## PROVIDED RECORDS
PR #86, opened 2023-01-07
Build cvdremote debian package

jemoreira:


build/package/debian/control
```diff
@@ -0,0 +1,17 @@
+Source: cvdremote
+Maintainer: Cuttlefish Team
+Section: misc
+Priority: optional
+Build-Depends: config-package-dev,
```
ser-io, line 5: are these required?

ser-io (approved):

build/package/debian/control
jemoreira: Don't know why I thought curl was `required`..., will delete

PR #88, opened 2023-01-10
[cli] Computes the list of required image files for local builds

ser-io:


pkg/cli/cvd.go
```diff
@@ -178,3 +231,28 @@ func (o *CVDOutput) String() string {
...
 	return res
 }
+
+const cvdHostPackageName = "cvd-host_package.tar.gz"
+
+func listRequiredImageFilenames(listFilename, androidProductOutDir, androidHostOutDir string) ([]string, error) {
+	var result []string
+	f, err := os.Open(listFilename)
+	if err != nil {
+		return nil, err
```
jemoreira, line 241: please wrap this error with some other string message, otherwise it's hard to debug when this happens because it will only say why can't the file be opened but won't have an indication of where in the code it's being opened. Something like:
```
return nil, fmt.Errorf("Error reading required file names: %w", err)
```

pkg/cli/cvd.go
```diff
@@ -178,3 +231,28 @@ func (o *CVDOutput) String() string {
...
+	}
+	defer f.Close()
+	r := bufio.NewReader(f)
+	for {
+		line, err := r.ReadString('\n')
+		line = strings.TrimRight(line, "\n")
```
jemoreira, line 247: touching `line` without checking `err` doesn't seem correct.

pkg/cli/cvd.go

## PROBLEM DETAILS
Set down each line of the data precisely as it appears above.

## EXERCISE OUTPUT
PR #86, opened 2023-01-07
Build cvdremote debian package

jemoreira:


build/package/debian/control
```diff
@@ -0,0 +1,17 @@
+Source: cvdremote
+Maintainer: Cuttlefish Team
+Section: misc
+Priority: optional
+Build-Depends: config-package-dev,
```
ser-io, line 5: are these required?

ser-io (approved):

build/package/debian/control
jemoreira: Don't know why I thought curl was `required`..., will delete

PR #88, opened 2023-01-10
[cli] Computes the list of required image files for local builds

ser-io:


pkg/cli/cvd.go
```diff
@@ -178,3 +231,28 @@ func (o *CVDOutput) String() string {
...
 	return res
 }
+
+const cvdHostPackageName = "cvd-host_package.tar.gz"
+
+func listRequiredImageFilenames(listFilename, androidProductOutDir, androidHostOutDir string) ([]string, error) {
+	var result []string
+	f, err := os.Open(listFilename)
+	if err != nil {
+		return nil, err
```
jemoreira, line 241: please wrap this error with some other string message, otherwise it's hard to debug when this happens because it will only say why can't the file be opened but won't have an indication of where in the code it's being opened. Something like:
```
return nil, fmt.Errorf("Error reading required file names: %w", err)
```

pkg/cli/cvd.go
```diff
@@ -178,3 +231,28 @@ func (o *CVDOutput) String() string {
...
+	}
+	defer f.Close()
+	r := bufio.NewReader(f)
+	for {
+		line, err := r.ReadString('\n')
+		line = strings.TrimRight(line, "\n")
```
jemoreira, line 247: touching `line` without checking `err` doesn't seem correct.

pkg/cli/cvd.go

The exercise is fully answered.